**Aim of the exercise**
For each line below that holds the word "entries", make a copy.

**Dataset records**
PR #1160, opened 2026-07-03
feat(ui): adaptive widescreen/tablet layout overhaul

kar:
## What

Overhauls the bolted-on widescreen/iPad UI into a proper adaptive layout system. Eight staged commits, each independently green (`fvm flutter analyze` errors-only gate + full test suite).

**User-visible on iPad / wide windows:**
- No more blank right pane: Activity and Privacy Pulse use the supporting-pane pattern — with nothing selected the master renders centered at its comfortable single-pane width (no empty half at all); selecting a domain animates the master aside while the detail pane slides in from the right (250ms). Settings and family Device keep their natural default detail and open split from the start.
- Content everywhere gets a consistent 16pt breathing gap below the glass top bar (it used to sit flush against the bar's bottom edge on iPad; only Exceptions hand-added spacing).
- The freemium gate centers on the viewport with a full-body blur (was centered inside the left pane only), while the top bar and back stay usable.
- Two-pane layouts start at ≥ 840pt width with a ≥ 500pt height guard (was > 1000pt): iPad 2/3 Split View and 11" landscape splits gain master-detail; landscape phones stay single-pane.
- Live re-layout on window resize/rotation with pane selection preserved (the old mode was cached at app start, so taps could route to a stale pane after resize).
- Tablet Settings gains the previously missing Add-exception top-bar action (with its `automation.exception_add_button` Semantics); Support always opens full-screen (its pane never worked); opening a detail with no pane visible falls back to a normal push (was a stale-closure no-op / blank pane).

**Phone rendering is intentionally unchanged.** No visual re-skin.

## How

New `common/lib/src/shared/layout/`:
- `window_shape.dart` — reactive per-build window classification (compact/medium/expanded) + breakpoint constants; single home for `maxContentWidthTwoPane`, `minWidthFloatingSheet`.
- `detail_route.dart` — `DetailRoutes` registry: each route's title/body/pane-body/trailing defined once, consumed by `generateRoute`, `TopBarController.didPush` and the detail pane (kills the 3× duplication that had already drifted).
- `detail_pane_host.dart` — scoped pane hosts replacing the global last-`initState`-wins `Navigation.openInTablet` static; hosts are gated on `mounted && ModalRoute.isCurrent && expanded`.
- `with_detail_pane.dart` + `detail_pane_placeholder.dart` — the reusable master-detail scaffold (one `WithTopBar` in both modes → exactly one `screenTitle` node) used by Settings, family Device, v6 Activity and Privacy Pulse.
- `WithTopBar` gains an `overlay` slot (above content, below top-bar chrome) hosting the freemium gate.

Deleted: `Navigation.openInTablet`, `Navigation.isTabletMode` (+ its `app.dart` write), `Paths.openInTablet` flag, `isTabletMode(context)`, `maxContentWidthTablet`, `V6FiltersSection.twoColumns`, dead `primary:`/`freemium` section params, dead `Paths.settingsAccount`.

`Navigation.open` signature unchanged; all call sites untouched.

## Verification

- 407 tests green (baseline 379 + 28 new: breakpoint matrix, registry title/args parity pins for both flavors, pane host lifecycle incl. real-Navigator `isCurrent` gating, resize round-trip, overlay geometry).
- iPad Pro 13" mocked simulator, driven via the Appium explorer: Settings two-pane + pane swap + in-pane toggle; Privacy Pulse master + placeholder → domain tap fills pane; Advanced two-column filters; exceptions-pane row → full-screen push fallback → back returns to intact two-pane; `automation.exception_add_button` present on tablet.
- Two review passes by independent reviewers; all findings fixed in the final commit (restored `activitySearch` Semantics, autorun disposers, placeholder guard, pop-hazard doc, isCurrent lock-in test).

## Not covered here (follow-ups / operator)

- Freemium gate visual on device needs a freemium-flagged (inactive) account — the seeded dev account is active cloud. The overlay geometry is widget-tested; a real-device freemium CTA → Adapty paywall smoke is required before release.
- `DetailPanePlaceholder` remains only as a fallback for paths without a registered pane body (the supporting-pane pattern removed its normal appearance); hint copy via the translate submodule is optional now.
- Product decision: pane vs pushed rendering of journal entries still diverges (`StatsDetailSection` vs `DomainDetailSection`) — preserved as-is, consolidation tracked separately.
- Family deep-polish (per agreed scope: v6 first); family Device screen migrated and unit-tested. Note: FamilyMocked on the iPad Pro (M5) simulator hangs on a white screen before Flutter's first frame **on `main` too** (verified by differential build on a clean sim) — a pre-existing mocked-sim issue, not from this branch; family on-device verification blocked on that.
- Android tablet emulator pass and Mac (Designed for iPad) resize pass.


kar:
## Screen-by-screen refinement round (commits `f190d6cb`..`1ff4ff60`)

Iterated on the wide-screen layouts with live on-device (simulator) feedback after the initial overhaul landed:

**Global**
- Fixed content sitting flush against the glass top bar: the 16pt breathing gap now lives in `getTopPadding` itself, so every screen inherits it (Exceptions was the only screen hand-adding it before).
- Supporting-pane pattern in `WithDetailPane`: hosts choose between master-solo-until-selected (Privacy Pulse) and permanent split with a designed placeholder (Activity, Settings). Split widths animate from a single tweened progress value derived from the live box each frame — window resizes mid-animation can't overflow, and narrow boxes (portrait iPads) skip the split entirely and push details full-screen (`minSplitMasterWidth`) instead of tearing through a mid-flight column collapse.
- Unified list-selection style across all selectable rows (top domains, recent activity, settings items, journal entries): full-row square tint in a shared accent-derived color (`theme.selection`), with the open detail's row highlighted via the new `PaneSelection` inherited widget — scoped to the selection's source so a toplist selection doesn't light up a same-named recent-activity row (and vice versa).

**Privacy Pulse**
- Solo (nothing selected): full-width two-column dashboard — chart + recent activity left, all-time counter + top domains right, one shared scroll.
- Selecting a domain animates to a 60/40 split; the master keeps both columns (they shrink to fit alongside the pane) and the detail gets its designed 500pt.

**Settings**
- No more silently-preselected Exceptions: opens 50/50 with a "Select an item to see details" placeholder; the selected row highlights.
- "Chat with us" now opens in the pane like the other rows — End-chat only pops when Support was pushed, which was the reason it had to be excluded before.
- The previously missing Add-exception top-bar action appears whenever Exceptions is shown.

**Activity (See All)**
- Same placeholder-split treatment (the solo centered journal read as empty); tapped journal entries highlight by identity (domain + timestamp).
- Pushed domain-details pages get a 700pt content column on wide windows (was 500).

Follow-ups unchanged: placeholder copy needs a translate-submodule key (English literal for now), real-device freemium smoke, Android tablet / Mac resize passes.

kar:
## Smoke failure debugged: pre-existing device flake, not this branch — deflaked in `86bffa00`

**Symptom** (run 28678062001): only `activity.spec.ts` fails — after tapping Privacy Pulse's "See All", `~automation.screen_activity` never appears. All 10 other specs pass on this branch, including the ones covering the new adaptive layouts (settings-navigation, exceptions-crud, privacy-pulse-range, tab-navigation).

**Root cause:** not a regression from this PR.
- The identical failure hit **`main`** at 13:51 and 14:22 today (runs 28664881239, 28666499717) — after the same commit had **passed** at 12:34 and 13:11. Same code, both outcomes → device-side flake, started mid-day independent of any change.
- The failure artifacts show the mechanism: the "See All" button is present, visible and correctly positioned in the accessibility tree, WDA's `element.click()` reports success — but the failure screenshot still shows Privacy Pulse and the app's own log has no tap trace. WDA's click on this Flutter button intermittently never reaches the `GestureDetector` (a known Flutter/XCUITest quirk we already work around elsewhere), with the scroll-settle race after `scrollToShowAll` widening the window as the device's real journal grows.

**Fix** (spec-only): after scrolling to "See All", poll until its position is stable, dispatch a real coordinate tap (`mobile: tap` at the freshly-resolved center — same primitive `account.ts`/`onboarding.ts` already use on this device), and retry up to 3× before the authoritative `waitForScreen` assertion. Verified `tsc`-clean against the harness baseline; re-running the smoke workflow on this PR to confirm on the device.

Note: `main`'s smoke will stay red on this spec until this lands.

kar:
Smoke re-run on this branch is green: 11/11 specs passing on the device, including the deflaked `activity.spec.ts` (run 28680053212). https://github.com/blokadaorg/blokada/actions/runs/28680053212

kar:
## Advanced screen: flowing, height-balanced blocklist columns (`9a5b0bc6`, `199ebd48`)

The wide two-column blocklist layout had two problems, both fixed and verified on the iPad simulator:

- **Dead space between rows** — cards were paired into `Row`s, so every pair stretched to its taller card's height (blocklist cards vary a lot: Steven Black has 5 options, AdAway 1). The cards now flow in two independent `Column`s that each stack tightly.
- **Lopsided columns** — plain index alternation piled the tall cards onto one side, ending the right column two cards early. Distribution is now greedy by estimated card height (option rows dominate at ~60pt each, plus wrapped description lines), so both columns end together. The estimate only needs relative accuracy; if a future card set defeats it, the upgrade path is measured masonry.

Bonus fix the wide cards exposed: `FilterWidget`'s outer `Column` defaulted to center alignment, so a card whose description fits on one line (Dan Pollock's) had its whole header block centered — reading as a stray left indent. The column now stretches its children; phone rendering is unaffected (descriptions always fill the narrow column there).

Phone layout untouched throughout (single column as before). Suite green, analyze gate clean.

**Solution for this task**
- Product decision: pane vs pushed rendering of journal entries still diverges (`StatsDetailSection` vs `DomainDetailSection`) — preserved as-is, consolidation tracked separately.
- Unified list-selection style across all selectable rows (top domains, recent activity, settings items, journal entries): full-row square tint in a shared accent-derived color (`theme.selection`), with the open detail's row highlighted via the new `PaneSelection` inherited widget — scoped to the selection's source so a toplist selection doesn't light up a same-named recent-activity row (and vice versa).
- Same placeholder-split treatment (the solo centered journal read as empty); tapped journal entries highlight by identity (domain + timestamp).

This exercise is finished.